-- DIRECTIONS FOR THIS TASK --
In the data below, one line contains "PR #79, opened 2018-01-28" and a later one contains "let us reuse the ast pretty-printing logic.". Print both, with every line between them, exactly and alone.

-- TASK MATERIAL --
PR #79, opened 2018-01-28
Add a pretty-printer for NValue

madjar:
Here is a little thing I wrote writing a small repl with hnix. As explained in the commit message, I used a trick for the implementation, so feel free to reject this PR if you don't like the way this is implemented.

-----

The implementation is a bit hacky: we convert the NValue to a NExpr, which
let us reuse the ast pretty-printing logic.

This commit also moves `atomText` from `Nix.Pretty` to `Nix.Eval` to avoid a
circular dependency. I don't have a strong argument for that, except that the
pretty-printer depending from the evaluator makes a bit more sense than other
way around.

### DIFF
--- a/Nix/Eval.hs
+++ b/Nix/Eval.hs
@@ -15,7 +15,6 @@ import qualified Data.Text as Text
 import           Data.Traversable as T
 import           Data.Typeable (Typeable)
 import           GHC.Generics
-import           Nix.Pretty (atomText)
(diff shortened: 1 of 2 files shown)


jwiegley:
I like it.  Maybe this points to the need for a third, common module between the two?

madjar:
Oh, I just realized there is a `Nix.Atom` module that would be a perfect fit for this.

...

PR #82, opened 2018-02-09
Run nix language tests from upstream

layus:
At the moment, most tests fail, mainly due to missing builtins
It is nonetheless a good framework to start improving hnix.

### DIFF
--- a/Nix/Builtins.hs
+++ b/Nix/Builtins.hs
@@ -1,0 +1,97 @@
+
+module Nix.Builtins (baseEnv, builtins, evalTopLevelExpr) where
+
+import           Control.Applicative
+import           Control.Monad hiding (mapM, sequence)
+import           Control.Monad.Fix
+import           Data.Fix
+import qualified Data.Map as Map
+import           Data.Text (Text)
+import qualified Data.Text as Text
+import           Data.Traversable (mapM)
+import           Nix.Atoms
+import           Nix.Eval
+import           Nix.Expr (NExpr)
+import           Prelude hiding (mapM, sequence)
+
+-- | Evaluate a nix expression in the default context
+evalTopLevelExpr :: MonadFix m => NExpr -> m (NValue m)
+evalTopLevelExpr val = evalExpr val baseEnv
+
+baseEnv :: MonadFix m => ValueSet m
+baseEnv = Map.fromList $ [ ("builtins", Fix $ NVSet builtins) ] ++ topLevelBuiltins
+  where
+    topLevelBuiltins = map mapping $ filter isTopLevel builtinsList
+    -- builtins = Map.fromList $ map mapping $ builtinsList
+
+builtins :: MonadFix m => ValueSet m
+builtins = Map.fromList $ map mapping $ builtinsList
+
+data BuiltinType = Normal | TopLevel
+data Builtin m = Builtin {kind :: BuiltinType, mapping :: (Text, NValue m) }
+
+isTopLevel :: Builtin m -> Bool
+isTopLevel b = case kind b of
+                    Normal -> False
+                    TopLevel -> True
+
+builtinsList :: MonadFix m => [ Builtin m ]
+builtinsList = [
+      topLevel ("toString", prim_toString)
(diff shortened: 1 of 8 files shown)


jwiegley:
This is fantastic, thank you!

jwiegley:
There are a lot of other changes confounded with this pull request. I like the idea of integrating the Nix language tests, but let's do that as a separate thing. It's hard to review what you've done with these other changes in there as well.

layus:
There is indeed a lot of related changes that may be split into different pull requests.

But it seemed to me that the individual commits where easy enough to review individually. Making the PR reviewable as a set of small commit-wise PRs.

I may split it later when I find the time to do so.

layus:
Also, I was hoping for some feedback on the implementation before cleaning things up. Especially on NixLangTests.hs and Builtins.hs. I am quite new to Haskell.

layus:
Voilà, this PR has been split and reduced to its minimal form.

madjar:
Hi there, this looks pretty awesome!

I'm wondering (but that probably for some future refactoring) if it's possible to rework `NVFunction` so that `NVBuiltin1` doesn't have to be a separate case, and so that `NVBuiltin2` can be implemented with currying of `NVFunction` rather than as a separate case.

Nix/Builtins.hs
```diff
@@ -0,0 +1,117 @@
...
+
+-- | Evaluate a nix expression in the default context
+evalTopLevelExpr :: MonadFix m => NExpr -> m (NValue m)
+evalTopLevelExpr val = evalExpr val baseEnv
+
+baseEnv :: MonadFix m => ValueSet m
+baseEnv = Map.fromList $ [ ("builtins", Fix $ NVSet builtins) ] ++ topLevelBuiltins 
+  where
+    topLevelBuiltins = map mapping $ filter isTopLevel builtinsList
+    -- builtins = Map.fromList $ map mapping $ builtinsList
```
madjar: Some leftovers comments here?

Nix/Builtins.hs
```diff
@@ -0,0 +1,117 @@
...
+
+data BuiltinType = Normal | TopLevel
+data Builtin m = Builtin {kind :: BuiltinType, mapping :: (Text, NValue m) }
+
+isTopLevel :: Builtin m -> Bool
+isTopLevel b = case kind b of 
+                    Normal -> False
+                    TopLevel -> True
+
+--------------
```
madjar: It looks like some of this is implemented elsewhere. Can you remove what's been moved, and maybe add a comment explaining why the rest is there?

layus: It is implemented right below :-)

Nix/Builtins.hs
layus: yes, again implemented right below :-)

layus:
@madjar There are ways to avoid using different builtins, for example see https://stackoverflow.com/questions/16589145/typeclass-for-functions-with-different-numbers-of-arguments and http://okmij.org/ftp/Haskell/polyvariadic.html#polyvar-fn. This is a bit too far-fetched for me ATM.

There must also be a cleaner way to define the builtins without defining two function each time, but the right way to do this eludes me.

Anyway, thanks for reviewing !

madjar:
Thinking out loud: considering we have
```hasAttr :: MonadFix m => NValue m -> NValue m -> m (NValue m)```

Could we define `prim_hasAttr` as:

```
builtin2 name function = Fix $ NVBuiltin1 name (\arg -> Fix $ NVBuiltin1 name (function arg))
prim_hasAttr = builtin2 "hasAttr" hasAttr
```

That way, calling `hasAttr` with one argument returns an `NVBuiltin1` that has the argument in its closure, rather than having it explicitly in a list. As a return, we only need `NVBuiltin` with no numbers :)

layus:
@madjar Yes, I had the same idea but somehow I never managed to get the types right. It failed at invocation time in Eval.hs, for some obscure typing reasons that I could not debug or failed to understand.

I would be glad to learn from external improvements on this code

-- EXERCISE RESULT --
PR #79, opened 2018-01-28
Add a pretty-printer for NValue

madjar:
Here is a little thing I wrote writing a small repl with hnix. As explained in the commit message, I used a trick for the implementation, so feel free to reject this PR if you don't like the way this is implemented.

-----

The implementation is a bit hacky: we convert the NValue to a NExpr, which
let us reuse the ast pretty-printing logic.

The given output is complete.